- Your assignment
The string "public" appears in some lines of the entries that follow; copy each such line.

**********

PR #636, opened 2019-07-05
PHPLIB-451: ChangeStream::rewind() should never execute getMore

jmikola:
https://jira.mongodb.org/browse/PHPLIB-451
https://jira.mongodb.org/browse/PHPLIB-416

A few highlights from the commit messages:

 * Write ops in change stream tests now use `w:majority` to avoid spurious test failures due to timing.
 * Introduced an internal TailableCursorIterator class, which can be used to ensure that rewinding is a NOP (i.e. `getMore` will not be executed) for tailable cursors with an empty `firstBatch`.
 * Watch tests were revised to no longer expect `rewind()` to encounter an error and resume. In most tests, `rewind()` is a NOP because the change stream has no events to return upon creation.
 * Since Watch now always executes aggregate commands with APM, the check for `startAtOperationTime` support was moved to `createResumeCallable()`.
 * Various assertions for `current()` returning null were also changed to instead check `valid()`. Both forms are equivalent, but checking `valid()` is more consistent with our iteration examples.

### DIFF
--- a/src/Model/TailableCursorIterator.php
+++ b/src/Model/TailableCursorIterator.php
@@ -38,12 +38,12 @@ class TailableCursorIterator extends IteratorIterator
      *
      * @internal
      * @param Cursor  $cursor
-     * @param boolean $isFirstBatchIsEmpty
+     * @param boolean $isFirstBatchEmpty
      */
-    public function __construct(Cursor $cursor, $isFirstBatchIsEmpty)
+    public function __construct(Cursor $cursor, $isFirstBatchEmpty)
     {
         parent::__construct($cursor);
-        $this->isRewindNop = $isFirstBatchIsEmpty;
+        $this->isRewindNop = $isFirstBatchEmpty;
     }
 
     /**
--- a/src/Model/TailableCursorIterator.php
+++ b/src/Model/TailableCursorIterator.php
@@ -1,0 +1,80 @@
+<?php
+/*
+ * Copyright 2019 MongoDB, Inc.
+ *
+ * Licensed under the Apache License, Version 2.0 (the "License");
+ * you may not use this file except in compliance with the License.
+ * You may obtain a copy of the License at
+ *
+ *   http://www.apache.org/licenses/LICENSE-2.0
+ *
+ * Unless required by applicable law or agreed to in writing, software
+ * distributed under the License is distributed on an "AS IS" BASIS,
+ * WITHOUT WARRANTIES OR CONDITIONS OF ANY KIND, either express or implied.
+ * See the License for the specific language governing permissions and
+ * limitations under the License.
+ */
+
+namespace MongoDB\Model;
+
+use MongoDB\Driver\Cursor;
+use IteratorIterator;
+
+/**
+ * Iterator for tailable cursors.
+ *
+ * This iterator may be used to wrap a tailable cursor. By indicating whether
+ * the cursor's first batch of results is empty, this iterator can NOP initial
+ * calls to rewind() and prevent it from executing a getMore command.
+ *
+ * @internal
+ */
+class TailableCursorIterator extends IteratorIterator
+{
+    private $isRewindNop;
+
+    /**
+     * Constructor.
+     *
+     * @internal
+     * @param Cursor  $cursor
+     * @param boolean $isFirstBatchIsEmpty
+     */
+    public function __construct(Cursor $cursor, $isFirstBatchIsEmpty)
+    {
+        parent::__construct($cursor);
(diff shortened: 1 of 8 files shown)


src/Model/TailableCursorIterator.php
```diff
@@ -0,0 +1,80 @@
...
+    private $isRewindNop;
+
+    /**
+     * Constructor.
+     *
+     * @internal
+     * @param Cursor  $cursor
+     * @param boolean $isFirstBatchIsEmpty
+     */
+    public function __construct(Cursor $cursor, $isFirstBatchIsEmpty)
```
kvwalker: `$isFirstBatchIsEmpty` is a little oddly phrased to me. Would `$isFirstBatchEmpty` make more sense?

src/Operation/Watch.php
```diff
@@ -186,6 +187,12 @@ public function __construct(Manager $manager, $databaseName, $collectionName, ar
     /** @internal */
     final public function commandStarted(CommandStartedEvent $event)
     {
+        if ($event->getCommandName() !== 'aggregate') {
+            return;
+        }
+
+        $this->operationTime = null;
```
kvwalker: Why do we need to set `operationTime` here?

src/Operation/Watch.php
```diff
@@ -241,40 +254,36 @@ private function createResumeCallable(Manager $manager)
...
      *
      * @param Server $server
      * @return Cursor
      */
     private function executeAggregate(Server $server)
     {
-        /* If we've already captured an operation time or the server does not
-         * support resuming from an operation time (e.g. MongoDB 3.6), execute
-         * the aggregation directly and return its cursor. */
-        if ($this->operationTime !== null || ! \MongoDB\server_supports_feature($server, self::$wireVersionForStartAtOperationTime)) {
```
kvwalker: Why was this removed?

src/Model/TailableCursorIterator.php
jmikola: Total brain fart. This was originally `firstBatchIsEmpty` and I must have forgotten to rephrase that when I switched to an `is` prefix. Will fix.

**********

- Result of this task
-    public function __construct(Cursor $cursor, $isFirstBatchIsEmpty)
+    public function __construct(Cursor $cursor, $isFirstBatchEmpty)
+    public function __construct(Cursor $cursor, $isFirstBatchIsEmpty)
+    public function __construct(Cursor $cursor, $isFirstBatchIsEmpty)
@@ -186,6 +187,12 @@ public function __construct(Manager $manager, $databaseName, $collectionName, ar
     final public function commandStarted(CommandStartedEvent $event)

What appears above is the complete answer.